La clave de la longevidad de Sumesa no radica en una competencia frontal con los gigantes del sector, sino en una estrategia de nicho inteligente. La cadena ha sabido capitalizar su fortaleza en las compras de proximidad para consumidores urbanos, evitando la expansión masiva hacia formatos de gran superficie. Este enfoque le ha permitido mantener una conexión profunda con los habitantes de la Ciudad de México, cultivando una clientela fiel que trasciende generaciones.

El valor de marca de Sumesa fue un factor determinante para que Grupo La Comer decidiera conservarla. En un mercado donde otras cadenas históricas desaparecieron o cambiaron de nombre, la identidad de Sumesa demostró ser un activo invaluable. Sus ubicaciones estratégicas en colonias consolidadas y zonas de alta densidad poblacional refuerzan su propuesta de valor, donde la conveniencia y la cercanía priman sobre la extensión de los puntos de venta.

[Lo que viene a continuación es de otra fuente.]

PR #8317, opened 2023-09-19
Make resuscitator no longer work on synthetic hearts and work only on inject

Firefox13:
## About The Pull Request
Adds a `return` on `affect_ingest` for resuscitator and adds a check on if the heart is robotic, returns if that is true.

## Why It's Good For The Game
In cool movies when main heroes need to "revive" someone they give him adrenaline - not with a pill but with an injection, which is incredibly cool and reviving people with a cardiac stimulant "pill" doesn't make sense to me.

I also do not think it should affect robotic hearts due to chemical incompatibility. Yes, this is a FBP nerf. And anyone else who takes a robotic heart.

## Testing

https://github.com/discordia-space/CEV-Eris/assets/57810301/0ed5a8ba-f35e-4c9b-bce8-5943e74bf28e

## Changelog
:cl:
balance: Resuscitator now needs to be injected to work
balance: Resuscitator no longer revives people with robotic hearts
/:cl:

### DIFF
--- a/code/modules/reagents/reagents/other.dm
+++ b/code/modules/reagents/reagents/other.dm
@@ -542,8 +542,10 @@
 	affects_dead = TRUE
 	reagent_type = "Medicine"
 
-/datum/reagent/resuscitator/affect_blood(var/mob/living/carbon/M, var/alien, var/removed)
+/datum/reagent/resuscitator/affect_ingest(mob/living/carbon/M, var/alien, effect_multiplier)
+	return // since it's a "cardiac stimulant" it shouldn't really work unless injected
 
+/datum/reagent/resuscitator/affect_blood(var/mob/living/carbon/M, var/alien, var/removed)
 	if(ishuman(M))
 		var/mob/living/carbon/human/H = M
 		var/obj/item/organ/internal/vital/heart/heart = H.random_organ_by_process(OP_HEART)
@@ -552,7 +554,8 @@
 			if(prob(30))
 				to_chat(H, SPAN_DANGER("Your heart feels like it's going to tear itself out of you!"))
 		if(H.stat == DEAD)
-			H.resuscitate()
+			if(!BP_IS_ROBOTIC(heart) // neither it should work on robotic hearts, chemistry n' stuff
+				H.resuscitate()
 
 /datum/reagent/resuscitator/overdose(mob/living/carbon/M, alien)
 	. = ..()
--- a/code/modules/reagents/reagents/other.dm
+++ b/code/modules/reagents/reagents/other.dm
@@ -549,13 +549,14 @@
 	if(ishuman(M))
 		var/mob/living/carbon/human/H = M
 		var/obj/item/organ/internal/vital/heart/heart = H.random_organ_by_process(OP_HEART)
+		if(BP_IS_ROBOTIC(heart)) // neither it should work on robotic hearts, chemistry and stuf
+			return
 		if(heart)
 			heart.damage += 0.5
 			if(prob(30))
 				to_chat(H, SPAN_DANGER("Your heart feels like it's going to tear itself out of you!"))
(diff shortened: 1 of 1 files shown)


assortedbeads:
>cant resus fbps
If you're going to make them unrevivable by normal means you need to either give them more advantages for _permanent death_ or a way to be brought back that is fbp only

TooFewSecrets:
> If you're going to make them unrevivable by normal means you need to either give them more advantages for _permanent death_ or a way to be brought back that is fbp only

by far the most common forms of death in my experience are bleeding out and liver damage and fbps are already immune to both, leaving ion spam (usually results in braindeath) and acute magdumping/slashing to the head (ditto)
self-surgery with no painkiller requirement using common tools on top of that means fbps already barely ever die outside of being murdered, and when you're decapped usually the guy will bsdm your head anyway so resus is irrelevant

code/modules/reagents/reagents/other.dm
```diff
@@ -542,11 +542,15 @@
...
 
-/datum/reagent/resuscitator/affect_blood(var/mob/living/carbon/M, var/alien, var/removed)
+/datum/reagent/resuscitator/affect_ingest(mob/living/carbon/M, var/alien, effect_multiplier)
+	return // since it's a "cardiac stimulant" it shouldn't really work unless injected
 
+/datum/reagent/resuscitator/affect_blood(var/mob/living/carbon/M, var/alien, var/removed)
 	if(ishuman(M))
 		var/mob/living/carbon/human/H = M
 		var/obj/item/organ/internal/vital/heart/heart = H.random_organ_by_process(OP_HEART)
+		if(BP_IS_ROBOTIC(heart)) // neither it should work on robotic hearts, chemistry and stuf
```
MLGTASTICa, line 552: this is for bodyparts not for internal organs ( cause we dont have a robotic check for organs).  Btw metabolizes fast so rolling for the random organs until it hits a organic heart will be kinda dumb for people who have both organic and inorganic hearts)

La evolución constante de su oferta es otro pilar fundamental de su éxito. Sumesa ha sabido adaptarse a las cambiantes preferencias de los consumidores, incorporando productos gourmet, orgánicos e importados. Además, ha implementado herramientas modernas como el servicio a domicilio y las cajas de autocobro, respondiendo a las demandas de un mercado cada vez más digitalizado y exigente.

La apuesta más reciente, lanzada en 2026, consolida esta visión de futuro. Grupo La Comer ha relanzado Sumesa como un formato enfocado en la proximidad urbana, reafirmando su compromiso con la conveniencia y la experiencia del cliente. Esta estrategia de adaptación continua, sin sacrificar su identidad distintiva, es lo que ha permitido a Sumesa mantenerse vigente y relevante a lo largo de casi ocho décadas.

La historia de Sumesa es un faro de esperanza para el comercio local y los empresarios mexicanos. Demuestra que la innovación, la adaptabilidad y un profundo entendimiento del consumidor pueden ser las claves para no solo sobrevivir, sino prosperar en un entorno económico desafiante. Su resurgimiento es una victoria para el sector productivo nacional, un recordatorio de que las empresas con raíces sólidas y una visión clara pueden redefinir su futuro y seguir siendo pilares de la economía.

El relanzamiento de Sumesa no es solo una estrategia de negocio; es una declaración de principios. Es la reafirmación de que el comercio mexicano tiene la capacidad de reinventarse y competir en igualdad de condiciones. La cadena se posiciona ahora para atraer a nuevas generaciones de consumidores, aquellos que valoran la calidad, la conveniencia y una conexión auténtica con las marcas que eligen.

En definitiva, Sumesa encarna el espíritu emprendedor que ha caracterizado a México. Su trayectoria, marcada por la resiliencia y la visión a largo plazo, la consolida como un referente del sector. El futuro de la cadena, bajo el paraguas de Grupo La Comer, se vislumbra prometedor, con la promesa de seguir sirviendo a la comunidad y fortaleciendo el tejido empresarial del país.